We use read_csv method.
In [1]: import pandas as pd
In [2]: df = pd.read_csv('data.csv')
In [3]: df
Out[3]:
mac_addresses_count route_count lldp_count vlans_count ports_count
0 150 45 10 20 48
1 250 34 9 21 36
2 145 23 8 25 78
3 12 56 12 34 2
In [4]:
In [4]: df.to_string()
Out[4]: ' mac_addresses_count route_count lldp_count vlans_count ports_count\n0 150 45 10 20 48\n1 250 34 9 21 36\n2 145 23 8 25 78\n3 12 56 12 34 2'
In [5]:
In [5]:
In [5]: print(df.to_string())
mac_addresses_count route_count lldp_count vlans_count ports_count
0 150 45 10 20 48
1 250 34 9 21 36
2 145 23 8 25 78
3 12 56 12 34 2
In [6]:
Reading JSON File
This is my sample JSON file and I will be crating a DataFrame from this file.

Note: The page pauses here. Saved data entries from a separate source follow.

PR #57, opened 2019-06-25
move schedule finder on mobile

katehedgpeth:
#### Summary of changes
**Asana Ticket:** [⏱Schedules | Finder Tool - Move the finder on mobile](https://app.asana.com/0/555089885850811/1127978533448182)

Added a second instance of the Schedule Finder to the page for mobile, similar to the treatment for schedule notes on mobile.

<br>
Assigned to: @ryan-mahoney // @ingridpierre

### DIFF
--- a/apps/site/assets/css/_schedule-page.scss
+++ b/apps/site/assets/css/_schedule-page.scss
@@ -110,6 +110,12 @@
       display: none;
     }
   }
+
+  &--accordion {
+    background-color: $brand-primary-lightest-contrast;
+    padding-bottom: 0;
+    padding-top: 0;
+  }
 }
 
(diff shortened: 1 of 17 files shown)


ingridpierre:
image
Not related to this pr, but if it's fast can we change the error text to say "direction" instead of destination? Currently the mismatch is confusing.

I'm not sure we can help it or not, but in desktop the "flash" of the schedule finder disappearing above the main column is pretty jarring. More so than in mobile because I can see the duplicated element too. Is there any way to help with that, or is it just a side effect of the other javascript things we're seeing?

ryan-mahoney:
@ingridpierre created a ticket for the item you mentioned

PR #59, opened 2019-06-25
Improve Predictions.Repo.all performance

ryan-mahoney:
#### Summary of changes
**Asana Ticket:** [🔧 Latency | Improve performance of TransitNearMe module](https://app.asana.com/0/555089885850811/1128108664139983)

This is a difficult problem because what we really want to do is retrieve fewer predictions, but there is really no current way to get a maximum of 2 predictions for each headway that passes through a stop.

Still, there were some optimizations that should make things faster.

1. remove a call to `Task.async_stream`.  Rather than speeding things up, this call seems to have resulted in a lot of inter-process communication overhead.

2. parse JSON with the newer `jason` elixir library which is faster and uses less memory.

---

The following flame graphs were generated with this command: `:eflame.apply(:normal, "stacks.out", Predictions.Repo, :all, [[stop: "place-welln"]])`

### Before

Screen Shot 2019-06-25 at 2 37 45 PM

### Remove Async

Screen Shot 2019-06-25 at 2 37 57 PM

### Add jason

Screen Shot 2019-06-25 at 2 38 07 PM

<br>
Assigned to: @meagonqz

### DIFF
--- a/apps/json_api/lib/json_api.ex
+++ b/apps/json_api/lib/json_api.ex
@@ -42,7 +42,7 @@ defmodule JsonApi do
 
   @spec parse(String.t()) :: JsonApi.t() | {:error, any}
   def parse(body) do
-    with {:ok, parsed} <- Poison.Parser.parse(body),
+    with {:ok, parsed} <- Jason.decode(body),
          {:ok, data} <- parse_data(parsed) do
       %JsonApi{
         links: parse_links(parsed),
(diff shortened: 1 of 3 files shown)


paulswartz:
There's an `IO.inspect` call in the flame chart: is that in the code somewhere or leftover from local debugging?

ryan-mahoney:
@paulswartz yes, that was in there at the time I was running the eflame, but subsequently removed

ryan-mahoney:
in the end, the major change here made the graph look better... but the performance worse :/

PR #68, opened 2019-06-28
remove call to services.repo

ryan-mahoney:
#### Summary of changes
NO TICKET

This call was resulting in some crashes on dev/dev-green so I just want to remove this so it doesn't sneak into a deploy next week.  Also, we are not using this yet, so it is harmless to remove it for now.

@meagonqz

### DIFF
--- a/apps/site/lib/site_web/controllers/schedule/line_controller.ex
+++ b/apps/site/lib/site_web/controllers/schedule/line_controller.ex
@@ -61,10 +61,6 @@ defmodule SiteWeb.ScheduleController.LineController do
         fare_link: ScheduleView.route_fare_link(conn.assigns.route),
         holidays: conn.assigns.holidays,
         route: Route.to_json_safe(conn.assigns.route),
-        services:
-          conn.assigns.route.id
-          |> Services.Repo.by_route_id()
-          |> Enum.sort_by(&Date.to_string(&1.start_date)),
         schedule_note: ScheduleNote.new(conn.assigns.route),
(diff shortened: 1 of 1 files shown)


apps/fares/lib/fare_info.ex
```diff
@@ -5,7 +5,7 @@ defmodule Fares.FareInfo do
 
   alias Fares.Fare
 
-  @july_1_2019 1_561_953_600
+  @july_1_2019 1_561_939_199
```
meagonqz: 1561953600 converts to Monday July 01, 2019 00:00:00 (am) in time zone America/New York (EDT)
https://www.epochconverter.com/timezones?q=1561953600&tz=America%2FNew_York

🤔

paulswartz: It probably doesn't matter too much, but the fares will take effect ~3am.

meagonqz: ^👍 

I think it'd make more sense to the average user to have the fares on the site switch at 12am. If someone ends up paying less at 1am, I can't imagine they'd complain. I do think we could educate riders about the 3am service day but not within this work.

The changed time stamp 1561939199 converts to Sunday June 30, 2019 19:59:59 (pm) in time zone America/New York (EDT) so that's early.

ryan-mahoney: I'm going to leave this alone for now. Will change at midnight EDT per Dave Barker's request.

we use "read_json" method.
In [1]: import pandas as pd
...:
...: df = pd.read_json('data.json')
In [2]: df
Out[2]:
mac_addresses_count route_count lldp_count vlans_count ports_count
0 150 45 10 20 48
1 250 34 9 21 36
2 145 23 8 25 78
3 12 56 12 34 2
info about the Dataframe:
In [5]: df.info()
<class 'pandas.core.frame.DataFrame'>
RangeIndex: 4 entries, 0 to 3
Data columns (total 5 columns):
# Column Non-Null Count Dtype
--- ------ -------------- -----
0 mac_addresses_count 4 non-null int64
1 route_count 4 non-null int64
2 lldp_count 4 non-null int64
3 vlans_count 4 non-null int64
4 ports_count 4 non-null int64
dtypes: int64(5)
memory usage: 292.0 bytes
Conclusion
In this blog page, I covered the basics of using Pandas for data manipulation. I started with an introduction to Pandas, followed by creating and filtering Pandas Series and DataFrames. I also explored customizing DataFrame indices and performing file operations such as reading CSV and JSON files. With these skills, we are now prepared to handle and analyze data efficiently using Pandas.